Ünlü ekonomist Mahfi Eğilmez, "Kendime Yazılar" isimli blogunda yayınladığı yeni değerlendirme yazısıyla güncel ekonomik sorunlara dair sıkça sorulan soruları yanıtladı. Eğilmez’in açıklamaları, sosyal medyada ve ekonomi çevrelerinde geniş yankı uyandırdı.

Enflasyon beklentilerindeki farkları

Eğilmez, para piyasaları ile reel sektörün enflasyon beklentilerindeki farkları şu şekilde açıkladı:
Para piyasalarının ekonomiyi daha iyi göstermek için tahminlerini düşük tuttuğunu,
Reel sektörün zamları haklı göstermek, hane halkının ise yüksek maaş zammı alabilmek için beklentilerini yüksek belirlediğini ifade etti.

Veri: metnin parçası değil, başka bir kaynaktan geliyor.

PR #2119, opened 2026-07-16
fix(typia): skip zero-length unknown length-delimited protobuf fields exactly

### LINKED ISSUE #2116: Protobuf decoders reject valid messages containing an unknown zero-length length-delimited field
## Problem

`typia.protobuf.decode` rejects **valid** Protocol Buffer messages that contain an unknown length-delimited field of length zero. `_ProtobufReader.skip(0)` is overloaded: `0` is the sentinel meaning "skip one varint", but `skipType` forwards the decoded length directly for the `LEN` wire type. A legal zero-length unknown field therefore triggers the varint-skip branch, which consumes a byte belonging to the **next** field and desynchronizes the parser.

This is the mirror image of #2083: that issue is about accepting truncated payloads; this one is about rejecting well-formed ones. Unknown fields are the core of Protobuf schema evolution, so this breaks forward compatibility — the property unknown-field skipping exists to provide.

Affected users: anyone calling `typia.protobuf.decode` / `assertDecode` / `createDecode` on a message produced by a newer schema that added an optional string, bytes, message, or repeated field left empty.

## Evidence

`packages/typia/src/internal/_ProtobufReader.ts` on master (`22f00400b5`):

```ts
public skip(length: number): void {
  if (length === 0) while (this.u8() & 0x80);   // sentinel: skip one varint
  else {
    if (this.index() + length > this.size())
      throw new Error("Error on typia.protobuf.decode(): buffer overflow.");
    this.ptr += length;
  }
}

public skipType(wireType: ProtobufWire): void {
  switch (wireType) {
    case ProtobufWire.VARIANT:
      this.skip(0);                 // deliberate sentinel use
      break;
    case ProtobufWire.LEN:
      this.skip(this.uint32());     // defect: uint32() legally returns 0
      break;
    ...
  }
}
```

`skip(0)` has two callers with two different intents. `VARIANT` means the sentinel; `LEN` means "advance by this many bytes", and zero is a legal length.

Reproduction with a faithful replica of the reader's arithmetic (no build required):

```js
class R {
  constructor(buf){ this.buf=buf; this.ptr=0; }
  index(){ return this.ptr; } size(){ return this.buf.length; }
  u8(){ return this.buf[this.ptr++]; }
  uint32(){ let r=0,s=0,b; do { b=this.u8(); r |= (b&0x7f)<<s; s+=7; } while(b&0x80); return r>>>0; }
  skip(length){
    if (length === 0) while (this.u8() & 0x80);
    else { if (this.index()+length > this.size()) throw new Error("buffer overflow"); this.ptr += length; }
  }
  skipType(w){ switch(w){ case 0: this.skip(0); break; case 1: this.skip(8); break; case 2: this.skip(this.uint32()); break; case 5: this.skip(4); break; } }
}
const r = new R(Uint8Array.of(0x00, 0x0a));  // zero-length LEN field, then the next field's tag
r.skipType(2);
console.log(r.index());   // observed: 2   expected: 1
```

Observed `index() === 2`; spec-correct is `1`. The reader consumed `0x0a`, the tag byte of the following field.

End-to-end consequence, on a **valid** message:

```ts
typia.protobuf.decode<{ value?: string }>(Uint8Array.of(0x12, 0x00, 0x0a, 0x01, 0x61));
```

Wire content: field `2`/`LEN` length `0` (an unknown, empty field), then field `1`/`LEN` length `1` = `"a"`. Expected `{ value: "a" }`. Observed: throws `Error on typia.protobuf.decode(): buffer overflow.` — because the zero-length skip ate the `0x0a` tag, after which `0x01` is misread as a tag and the parse runs off the end.

The `VARIANT` case is correct and must keep working: a varint has no length prefix, so the sentinel is the only way to skip it.

## Consequence surface

- **Owner:** `packages/typia/src/internal/_ProtobufReader.ts` — `skip` / `skipType`. TypeScript runtime only; the generated decoders call this reader.
- **Wire types reaching the defect:** `LEN` only. `VARIANT` (sentinel, correct), `I64` (`skip(8)`), `I32` (`skip(4)`) pass non-zero constants. `START_GROUP` recurses through `skipType`, so a zero-length `LEN` member inside a group inherits the same defect.
- **Field kinds that legally encode a zero length:** empty `string`, empty `bytes`, an empty embedded message, and an empty packed repeated field. All are legal proto3 and all are reachable through explicit presence and schema evolution.
- **Public API:** `protobuf.decode`, `protobuf.assertDecode`, `protobuf.validateDecode`, `protobuf.isDecode`, and `protobuf.createDecode` inherit it, since every generated decoder skips unknown fields through `skipType`.
- **Compatibility:** strictly a repair. Messages that decode today keep decoding identically; only currently-rejected valid payloads begin to succeed. No payload that should be rejected becomes accepted.
- **Relationship to #2083:** distinct root cause and opposite direction. #2083 (PR #2084) makes truncated length-delimited records fail at their declared boundary; this defect makes a correctly-bounded zero-length record corrupt the stream. Verified behaviourally unchanged by PR #2084 — master and that branch reach the same throw by the same path.

| Case | Expected |
| --- | --- |
| unknown zero-length `LEN` field followed by another field | skip exactly the field; decode the rest |
| unknown zero-length `LEN` as the last field | decode succeeds |
| unknown zero-length `LEN` nested in a group | skip exactly the field |
| unknown non-zero `LEN` field | unchanged (already correct) |
| unknown `VARIANT` field | unchanged — sentinel varint skip must keep working |
| truncated `LEN` field (length exceeds the buffer) | reject (owned by #2083) |

## Approach

The invariant: **`skipType` must advance the cursor by exactly the bytes the wire type occupies, for every legal length including zero.**

The architectural fault is the overloaded parameter, not the arithmetic. `skip` currently multiplexes "skip a varint" and "advance N bytes" through one `number`. Separate the two intents so a legal length of zero can never be read as a sentinel — for example an explicit varint-skipping operation for the `VARIANT` case, leaving `skip(n)` to mean only "advance n bytes" with its bounds check intact for every `n >= 0`. Do not special-case zero at the `LEN` call site; that would leave the trap in place for the next caller.

- **Positive:** unknown zero-length `LEN` fields — empty string, empty bytes, empty embedded message, empty packed repeated — are skipped exactly, both mid-message and as the final field, and the surrounding fields decode correctly.
- **Negative:** a `LEN` field whose length exceeds the remaining buffer is still rejected (the #2083 contract must not regress).
- **Boundary:** unknown `VARIANT` fields still skip one varint, including multi-byte continuations; groups containing a zero-length `LEN` member skip correctly.
- **Regression:** a round-trip through `_ProtobufWriter` of a message carrying an empty string/bytes field, decoded by a reader that does not know the field.
- **Commands:** `pnpm --filter ./tests/test-typia-schema start` (narrow); `pnpm --filter ./tests/test-typia-automated start` for the generated decode matrix; `pnpm test:go:public` for the contract tree.

## Coordination

- TypeScript runtime only. Precedent #2066 (Protobuf varints) was likewise runtime-only, so no `packages/typia/package.json` version bump is required unless the final diff touches native Go.
- Serialize against PR #2084 (#2083), which owns `_ProtobufReader` bounds checking and touches the same file. Land after it and rebase; the two fixes are complementary and must not relabel each other's errors.
- Found while reviewing PR #2084; deliberately excluded from that batch because it is pre-existing on master, behaviourally unchanged by it, and a distinct root cause.

samchon:
## Intent

Fixes #2116.

`typia.protobuf.decode` rejects **valid** Protocol Buffer messages containing an unknown length-delimited field of length zero. `_ProtobufReader.skip(0)` is overloaded: `0` is a sentinel meaning "skip one varint" (used by the `VARIANT` case), but `skipType` forwards the decoded length directly for `LEN`, where zero is a legal length. The sentinel branch then consumes a byte belonging to the *next* field and desynchronizes the parser, so a well-formed payload throws `buffer overflow`.

Unknown fields are the mechanism of Protobuf schema evolution, so this breaks the exact forward-compatibility property that unknown-field skipping exists to provide.

## Scope

The invariant: **`skipType` must advance the cursor by exactly the bytes the wire type occupies, for every legal length including zero.**

The fault is the overloaded parameter, not the arithmetic. Per the issue's Approach, the two intents are separated so a legal length of zero can never be read as a sentinel — rather than special-casing zero at the `LEN` call site, which would leave the trap for the next caller.

Sits on top of the `_ProtobufReader` design merged by PR #2084 (`end` boundary, `take()`, `validate()`, `atomic()`, `fork()`, `close()`) and does not disturb PR #2090's `string()` decoder boundary.

## Verification

Recorded on the thread once implementation lands. Campaign CI is deliberately suspended; the exact-SHA cancellation gate is passed after every push, and local verification is the gate.

### DIFF
--- a/packages/typia/src/internal/_ProtobufReader.ts
+++ b/packages/typia/src/internal/_ProtobufReader.ts
@@ -104,10 +104,15 @@ export class _ProtobufReader {
     this.end = previous;
   }
 
+  /** Advance by exactly `length` bytes, for every length including zero. */
   public skip(length: number): void {
+    this.take(length);
+  }
+
+  /** Advance by exactly one varint, which carries no length prefix. */
+  public skipVarint(): void {
     this.atomic(() => {
-      if (length === 0) while (this.u8() & 0x80);
-      else this.take(length);
+      while (this.u8() & 0x80);
     });
   }
 
@@ -115,7 +120,7 @@ export class _ProtobufReader {
     this.atomic(() => {
       switch (wireType) {
         case ProtobufWire.VARIANT:
-          this.skip(0);
+          this.skipVarint();
           break;
         case ProtobufWire.I64:
           this.skip(8);
--- a/tests/test-typia-schema/src/features/protobuf.decode/test_protobuf_decode_zero_length_unknown_field.ts
+++ b/tests/test-typia-schema/src/features/protobuf.decode/test_protobuf_decode_zero_length_unknown_field.ts
@@ -1,0 +1,178 @@
+import typia from "typia";
+
+/**
+ * Verifies generated Protobuf decoders accept unknown zero-length
+ * length-delimited fields.
+ *
+ * An empty string, an empty bytes value, an empty embedded message, and an
+ * empty packed repeated field all serialize to the same length-delimited record
+ * with a declared length of zero. Skipping such a record must consume exactly
+ * its two bytes, otherwise a reader that does not know the field desynchronizes
+ * and rejects a well-formed payload, which is the forward compatibility that
+ * unknown-field skipping exists to provide.
+ *
+ * 1. Round-trip messages whose trailing field is an empty string, bytes value, or
+ *    embedded message, and decode them through a schema missing that field.
+ * 2. Decode hand-built payloads carrying the same record first, last, and between
+ *    two known fields, through every direct and factory decoder.
+ * 3. Assert the known fields survive, and that truncated records are still
+ *    rejected.
+ */
+export const test_protobuf_decode_zero_length_unknown_field = (): void => {
+  // an unknown zero-length record is what a newer schema's empty field emits
+  const evolved: Array<readonly [string, Uint8Array]> = [
+    ["empty string", typia.protobuf.encode<IString>({ value: "a", extra: "" })],
+    [
+      "empty bytes",
+      typia.protobuf.encode<IBytes>({ value: "a", extra: new Uint8Array(0) }),
+    ],
+    [
+      "empty embedded message",
+      typia.protobuf.encode<INested>({ value: "a", extra: {} }),
+    ],
+  ];
+  for (const [label, encoded] of evolved) {
+    if (encoded.join() !== "10,1,97,18,0")
+      throw new Error(
+        `${label} did not encode to a trailing zero-length record, but to ${encoded.join()}.`,
+      );
+    if (typia.protobuf.decode<IValue>(encoded).value !== "a")
+      throw new Error(`${label} did not survive a decoder missing the field.`);
+  }
+
+  // an empty packed repeated field encodes to the identical record, which
+  // typia's own writer never emits because it omits an empty repeated field
+  const packed: typia.Resolved<IPacked> = typia.protobuf.decode<IPacked>(
+    Uint8Array.of(0x0a, 2, 1, 2, 0x12, 0),
+  );
+  if (packed.values.join() !== "1,2")
+    throw new Error(
+      "a trailing empty packed record broke a known packed repeated field.",
+    );
+
+  const decoders: Array<
+    readonly [string, (input: Uint8Array) => typia.Resolved<IValue>]
+  > = [
+    ["decode", (input) => typia.protobuf.decode<IValue>(input)],
+    ["createDecode", typia.protobuf.createDecode<IValue>()],
+    ["assertDecode", (input) => typia.protobuf.assertDecode<IValue>(input)],
+    ["createAssertDecode", typia.protobuf.createAssertDecode<IValue>()],
+    [
+      "isDecode",
+      (input) => must("isDecode", typia.protobuf.isDecode<IValue>(input)),
+    ],
+    [
+      "createIsDecode",
+      (
+        (closure) => (input: Uint8Array) =>
+          must("createIsDecode", closure(input))
+      )(typia.protobuf.createIsDecode<IValue>()),
+    ],
+    [
+      "validateDecode",
+      (input) =>
+        unwrap("validateDecode", typia.protobuf.validateDecode<IValue>(input)),
+    ],
+    [
+      "createValidateDecode",
+      (
+        (closure) => (input: Uint8Array) =>
+          unwrap("createValidateDecode", closure(input))
+      )(typia.protobuf.createValidateDecode<IValue>()),
+    ],
+  ];
+  for (const [label, decode] of decoders) {
+    if (decode(Uint8Array.of(0x12, 0, 0x0a, 1, 0x61)).value !== "a")
+      throw new Error(
+        `${label} desynchronized on a leading zero-length record.`,
+      );
+    if (decode(Uint8Array.of(0x0a, 1, 0x61, 0x12, 0)).value !== "a")
+      throw new Error(
+        `${label} desynchronized on a trailing zero-length record.`,
+      );
+  }
+
+  // optional presence and a record standing between two known fields
+  if (
+    typia.protobuf.decode<IOptional>(Uint8Array.of(0x12, 0, 0x0a, 1, 0x61))
+      .value !== "a"
+  )
+    throw new Error(
+      "an optional field lost its value to a zero-length record.",
+    );
+  if (
+    typia.protobuf.decode<IOptional>(Uint8Array.of(0x12, 0)).value !== undefined
+  )
+    throw new Error("a lone zero-length record produced a phantom value.");
+  const pair: typia.Resolved<IPair> = typia.protobuf.decode<IPair>(
+    Uint8Array.of(0x0a, 1, 0x61, 0x1a, 0, 0x12, 1, 0x62),
+  );
+  if (pair.first !== "a" || pair.second !== "b")
+    throw new Error(
+      "a zero-length record between two known fields desynchronized.",
+    );
+
+  // #2083: a declared length beyond the buffer is still rejected
+  assertOverflow("truncated unknown record", () =>
+    typia.protobuf.decode<IValue>(Uint8Array.of(0x0a, 1, 0x61, 0x12, 2, 0x62)),
+  );
+};
+
+interface IValue {
+  value: string;
+}
+
+interface IOptional {
+  value?: string;
+}
+
+interface IString {
+  value: string;
+  extra: string;
+}
+
+interface IBytes {
+  value: string;
+  extra: Uint8Array;
+}
+
+interface INested {
+  value: string;
+  extra: {
+    text?: string;
+  };
+}
+
+interface IPacked {
+  values: Array<number & typia.tags.Type<"uint32">>;
+}
+
+interface IPair {
+  first: string;
+  second: string;
+}
+
+const must = <T>(label: string, value: T | null): T => {
+  if (value === null) throw new Error(`${label} rejected a valid payload.`);
+  return value;
+};
+
+const unwrap = <T>(label: string, result: typia.IValidation<T>): T => {
+  if (result.success === false)
+    throw new Error(`${label} rejected a valid payload.`);
+  return result.data;
+};
+
+const assertOverflow = (label: string, closure: () => unknown): void => {
+  try {
+    closure();
+  } catch (error) {
+    if (
+      error instanceof Error &&
+      error.message === "Error on typia.protobuf.decode(): buffer overflow."
+    )
+      return;
+    throw new Error(`${label} reported ${String(error)} instead of overflow.`);
+  }
+  throw new Error(`${label} accepted a truncated Protobuf payload.`);
+};
--- a/tests/test-typia-schema/src/features/protobuf.decode/test_protobuf_decode_zero_length_unknown_field.ts
+++ b/tests/test-typia-schema/src/features/protobuf.decode/test_protobuf_decode_zero_length_unknown_field.ts
@@ -15,13 +15,13 @@ import typia from "typia";
  *    embedded message, and decode them through a schema missing that field.
  * 2. Decode the same record hand-built as the leading and the trailing field,
  *    through every direct and factory decoder.
- * 3. Assert the known fields survive that record, an optional one, a packed one,
- *    and one standing between two known fields, and that truncated records are
- *    still rejected.
+ * 3. Assert the record leaves a required, optional, packed, and surrounding known
+ *    field intact, and that a truncated record is still rejected.
  */
 export const test_protobuf_decode_zero_length_unknown_field = (): void => {
-  // field 1 = "a", then field 2 length-delimited declaring a length of zero
+  // field 2 length-delimited declaring a length of zero, around field 1 = "a"
   const trailing: Uint8Array = Uint8Array.of(0x0a, 1, 0x61, 0x12, 0);
+  const leading: Uint8Array = Uint8Array.of(0x12, 0, 0x0a, 1, 0x61);
 
   // an unknown zero-length record is what a newer schema's empty field emits
   const evolved: Array<readonly [string, Uint8Array]> = [
@@ -92,7 +92,7 @@ export const test_protobuf_decode_zero_length_unknown_field = (): void => {
     ],
   ];
   for (const [label, decode] of decoders) {
-    if (decode(Uint8Array.of(0x12, 0, 0x0a, 1, 0x61)).value !== "a")
+    if (decode(leading).value !== "a")
       throw new Error(
         `${label} desynchronized on a leading zero-length record.`,
       );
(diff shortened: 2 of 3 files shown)


samchon:
## Self-Review round 1

Complete round over the whole `origin/master...HEAD` diff (`_ProtobufReader.ts`, the two new test files), plus the consequence surface: reader callers, generated decoders, the `#2083` and `#2090` contracts, docs, packaging, and versioning.

### To apply

1. **`assertOverflow` in `test_protobuf_reader_zero_length_skip.ts` does not assert `size()` is preserved.** The sibling `test_protobuf_reader_bounds.ts` pins both `index()` and `size()` on a rejected read, because `atomic()` restores both. Mirroring the established peer convention makes the rollback assertion complete rather than partial. Remediation: capture and assert `size()` alongside `index()`.

### Verified, no change

2. **`skip()` dropping its `atomic()` wrapper is safe.** `take()` calls `validate()` before mutating `ptr`, so `skip` stays atomic by construction for every rejected length — including `NaN`, negatives, and lengths past the `fork` boundary. The wrapper was only load-bearing for the multi-byte sentinel loop that no longer lives there.
3. **`skipVarint()` keeps its own `atomic()`** even though `skipType` already wraps one. It is public and standalone-callable, so it owns its rollback rather than borrowing its caller's.
4. **`skipVarint` is public, mirroring the existing public `skip`.** Both are peer wire-advance operations on the same internal reader. Neither is called by generated code today — the emitted decoders reach the reader only through `skipType` (`ProtobufDecodeProgrammer.go:141` is the sole reference). Making one private and leaving the other public would be arbitrary.
5. **No documentation is owed.** No page under `website/src/content/docs/**` describes unknown-field skipping or Protobuf schema evolution semantics, and no documented behavior changes — this restores the spec behavior the docs already imply.
6. **Single owner confirmed.** `packages/typia/src/internal/_ProtobufReader.ts` is the only reader in the repository; no second copy or shim exists to drift.
7. **No version bump.** The diff touches no native Go, matching the #2066 runtime-only precedent. The lead owns the version at merge.

### Observed, deliberately out of scope

These are pre-existing on master, behaviourally untouched by this diff, and have root causes distinct from #2116. Reporting rather than fixing, to keep the batch atomic — the lead may want them as candidates:

- `skipType`'s `default:` clause throws `Invalid wire type ${wireType} at offset ${this.ptr}.`, which lacks the `Error on typia.protobuf.decode():` prefix every other reader error carries.
- `skipVarint`'s loop has no 10-byte cap, unlike `varint32`/`varint64`. A malformed varint with excess continuation bytes is skipped rather than rejected. It cannot run away — the buffer end bounds it — and this change preserves the behavior exactly.

samchon:
## Self-Review round 2

Fresh complete round over the current `origin/master...HEAD` state. Round 1's finding is verified applied. Three new findings, all in `test_protobuf_decode_zero_length_unknown_field.ts`; the reader change itself survives a second from-scratch inspection unchanged.

### To apply

1. **The round-trip oracle is a decimal magic string.** `encoded.join() !== "10,1,97,18,0"` asserts the same bytes the hand-built payloads two blocks below write as `0x0a, 1, 0x61, 0x12, 0` — but a reader has to decode the decimals to see it. Worse, the test's whole argument depends on the writer-produced and hand-built payloads being *identical*, and nothing states that. Remediation: hoist the record to one `Uint8Array` in the file's hex vocabulary and compare both halves against it, making the link explicit rather than coincidental.
2. **The doc comment overclaims step 2.** It says the record is decoded "first, last, and between two known fields, through every direct and factory decoder". The between-two-known-fields case runs through `decode` alone. Remediation: reword so the spec matches what the case actually pins.
3. **`IString` / `IBytes` / `INested` collide with the sibling `test_protobuf_decode_truncated_length_delimited.ts`.** That file's `IString` is `{ value: string }`; mine is `{ value: string; extra: string }`. Same directory, same feature area, same name, different shape. The names also say nothing about their role — they model a *newer schema* that added a field left empty, which is the entire scenario. Remediation: rename to `IEvolvedString` / `IEvolvedBytes` / `IEvolvedNested`, matching the local `evolved` array.

### Verified, no change

4. **The empty-packed claim is oracle-backed, not assumed.** I confirmed against the writer that `typia.protobuf.encode` of a message with an empty repeated field emits `0x0a 0x01 0x61` only — it omits the field rather than emitting a zero-length record. That is why the packed case is hand-built at the wire level, and the comment says so.
5. **`must`/`unwrap` do not hide the pre-fix failure.** Pre-fix, `isDecode` and `validateDecode` *throw* the reader's framing error rather than returning `null`/`success: false` — consistent with #2090's boundary. Both helpers and the propagated throw fail the test; neither can mask a regression.
6. **No platform, concurrency, or packaging surface.** The reader is a per-decode instance with no shared state, and the diff carries no path handling, no generated artifact, and no package wiring.

samchon:
## Self-Review round 3

Fresh complete round. Round 2's three findings are verified applied. Two findings remain, both consequences of round 2's own edit; the reader change survives a third from-scratch inspection unchanged.

### To apply

1. **Round 2 left the `leading` payload asymmetric with `trailing`.** Hoisting the trailing record to a named const made its twin the odd one out: `Uint8Array.of(0x12, 0, 0x0a, 1, 0x61)` is still an inline literal, repeated at two call sites. The leading/trailing pair is the point of the case matrix, so both halves should be named. Self-inflicted by the previous round's fix.
2. **Doc comment step 3 is ambiguous.** "Assert the known fields survive that record, an optional one, a packed one, and one standing between two known fields" reads as though "an optional one" and "a packed one" are kinds of *record*, when they are kinds of *known field*. Remediation: name the axis explicitly.

### Verified, no change

3. **`prettier --check` flags `_ProtobufReader.ts`, but this is a pre-existing CRLF artifact, not a defect in this diff.** The untouched `_ProtobufWriter.ts` and `_ProtobufSizer.ts` fail the identical check in this Windows working copy. Piping the committed blobs through prettier confirms both master's reader and this branch's reader are byte-for-byte prettier-clean, as are the two new test files. No formatter run is owed, and per the campaign rule none was performed — only the files this branch authors were formatted individually, so the diff carries no repository-wide churn.
4. **Verification re-confirmed at the current state:** `pnpm --filter ./tests/test-typia-schema start` (Success), `pnpm exec ttsc --noEmit` in that suite (clean), `pnpm --filter ./tests/test-feature-identity start` (Success, covering the two new feature files' naming).

samchon:
## Self-Review round 4 — clean, and the verification record

Fresh complete round over `origin/master...HEAD` at `f393a039d2`. Round 3's findings are verified applied. **This round produced nothing that survives verification, so Self-Review stops here.**

### The change

`skip()` multiplexed two intents through one `number`: zero meant "consume one varint", while `skipType` forwards a decoded length for `LEN`, where zero is a legal length. Per the issue's Approach the intents are separated rather than zero being special-cased at the `LEN` call site:

- `skip(n)` now means only "advance n bytes", keeping its bounds check for every `n >= 0`.
- `skipVarint()` owns the varint wire type, which carries no length prefix and genuinely needs the consuming loop.

Dropping `skip`'s `atomic()` wrapper is safe: `take()` validates before mutating `ptr`, so `skip` stays atomic by construction. The wrapper was only load-bearing for the sentinel loop that moved to `skipVarint`, which keeps its own.

### Fail-then-pass

The regression matrix was written first and observed failing on unmodified master, reproducing the issue's exact symptom:

```
Error: zero-length LEN before another field left index 2 instead of 1.
  - test_protobuf_decode_zero_length_unknown_field: Error
  - test_protobuf_reader_zero_length_skip: Error
Failed
```

### Non-vacuity by mutation

Reverting only the fix — the reader restored byte-identical to master, tests untouched, package rebuilt — fails **exactly** the two new tests while `test_protobuf_decode_truncated_length_delimited` (#2083) and `test_protobuf_decode_invalid_utf8` (#2090) keep passing. The new coverage is specific to this fix and does not overlap the neighbouring contracts. Restoring the fix turns them green.

### Verification

| Command | Result |
| --- | --- |
| `pnpm --filter ./tests/test-typia-schema start` | Success — incl. the 2 new cases and the #2083/#2090 regressions |
| `pnpm --filter ./tests/test-typia-automated start` | Success — the generated decode matrix |
| `go -C packages/typia/test test ./...` | ok — all packages |
| `pnpm --filter ./tests/test-feature-identity start` | Success — the 2 new feature files' naming |
| `pnpm exec ttsc --noEmit` (test-typia-schema) | clean |

The heavy suites ran at `da8b885b`; `git diff da8b885b..HEAD -- packages/` is empty, so every input they consume is byte-identical at `f393a039d2` and their results hold. Rounds 1–3 touched only the two new test files.

### Case matrix against the issue

| Case | Covered by | Result |
| --- | --- | --- |
| unknown zero-length `LEN` then another field | both tests, all 8 decoders | skipped exactly |
| unknown zero-length `LEN` as the last field | both tests, all 8 decoders | decodes |
| empty string / bytes / embedded message | round-trip through `_ProtobufWriter` | decodes |
| empty packed repeated | hand-built wire form + known packed field | decodes |
| zero-length `LEN` nested in a group | reader test, incl. a nested group | skipped exactly |
| zero-length `LEN` at a `fork` boundary | reader test | consumes nothing past the frame |
| unknown non-zero `LEN`, `I64`, `I32` | reader test | unchanged |
| unknown `VARIANT`, single- and multi-byte | reader test | still skips one varint |
| truncated `LEN` / `VARIANT` / group member | both tests | still rejected, atomically |

### Scope

TypeScript runtime only — no native Go, so no `packages/typia/package.json` bump per the #2066 precedent; the lead owns the version at merge. No documentation is owed: no page describes unknown-field skipping, and this restores the spec behavior the docs already imply. Per the campaign rule `pnpm format` was not run; only this branch's own files were formatted individually, so the diff carries no repository-wide churn.

Left as a draft: rebase and merge are lead-owned. Local verification is the gate — campaign CI is deliberately suspended, and every push passed the exact-SHA cancellation gate.

samchon:

## Rebase

Rebased from `40cfb302f3` onto current `master` `7c5a3aa493` (#2114). All five commits replayed with no conflict. **No version bump**, correctly: the diff contains no native Go, matching the #2066 precedent for a TypeScript-runtime-only Protobuf repair.

## Independent Self-Review: clean

The fix is at the right level. `skip(n)` now means only "advance n bytes" for every `n >= 0`, and a new `skipVarint()` owns the `VARIANT` case that needed the sentinel. That removes the overload rather than special-casing zero at the `LEN` call site — which is what #2116's Approach section asked for, and the difference matters: a call-site guard would have left the same trap armed for the next caller.

Dropping `skip`'s `atomic()` wrapper is also correct, and the reasoning holds under review: `take()` runs `validate()` **before** it mutates `ptr`, so `skip` is atomic by construction and the wrapper was load-bearing only for the sentinel loop — which moved into `skipVarint` and kept its own. The loop needs it because `u8()` advances `ptr` incrementally, so a mid-loop throw would otherwise leave the cursor moved.

The diff sits cleanly on #2084's boundary design and never touches #2090's `string()` boundary.

## Lead verification on `55f5c14b76`

| Gate | Command | Result |
| --- | --- | --- |
| Owning workspace | `pnpm --filter test-typia-schema start` | Success, 3,382 ms |
| Public Go contract tree | `go -C packages/typia/test test ./...` | pass, 0 failures |

All three Protobuf reader contracts now coexist in one suite run and none relabels another:

```
test_protobuf_decode_truncated_length_delimited   (#2083, PR #2084)
test_protobuf_decode_invalid_utf8                 (#2088, PR #2090)
test_protobuf_reader_invalid_utf8                 (#2088, PR #2090)
test_protobuf_decode_zero_length_unknown_field    (#2116, this PR)
```

## The mutation evidence is what makes this trustworthy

Doların sabit kalma nedeni

Eğilmez, dolar kurunun sabit kalmasının arkasındaki mekanizmayı detaylandırdı:
Başlangıçta Merkez Bankası'nın dolar satarak kuru baskıladığını,
Sonrasında ise bireylerin TL mevduata yönelmesiyle dolara olan talebin azaldığını,
Merkez Bankası'nın bu süreçte topladığı dövizlerle rezervlerini artırdığını belirtti.
Ancak, bu yöntemin uzun vadede sürdürülemez olduğuna dikkat çekti.

Kripto paraların geleceği

Kripto paraların geleceğine dair soruları yanıtlayan Eğilmez, bu para birimlerinin şu an için paranın temel işlevlerinden yalnızca "değer saklama" görevini yerine getirdiğini vurguladı. Kripto paraların ulusal ve uluslararası ticarete konu olması halinde gerçek anlamda yaygınlaşabileceğini ifade etti.

Hukukun üstünlüğü ve yatırım ilişkisi

Hukukun üstünlüğü ve yatırımcı tercihleri üzerine sorulan soruya Eğilmez şu yanıtı verdi:
Yabancı yatırımcıların öncelikle istikrara baktığını, hukukun üstünlüğünün ikinci planda olduğunu belirtti.
Ancak hukukun üstünlüğünün, toplumsal huzur ve sürdürülebilir kalkınma için vazgeçilmez olduğunu vurguladı.

Türkiye’de enflasyonla yaşamak

Bir okuyucusunun "Enflasyonla yaşamayı öğrenen kazanır" yorumuna cevap veren Eğilmez, Türkiye'deki asıl sorunun enflasyon değil, sürekli değişen ve rasyonel olmayan politikalar olduğunu belirtti.

Etik ve hukuk: ABD örneği

ABD’deki hukuki uygulamalar hakkında yapılan bir yoruma karşılık Eğilmez, hukuka uygun kararların etik açıdan tartışmalı olabileceğini söyledi. Ancak, kötü örneklerin örnek teşkil etmeyeceğini vurgulayarak Osmanlı'nın ünlü "Sui misal, emsal olmaz" sözünü hatırlattı.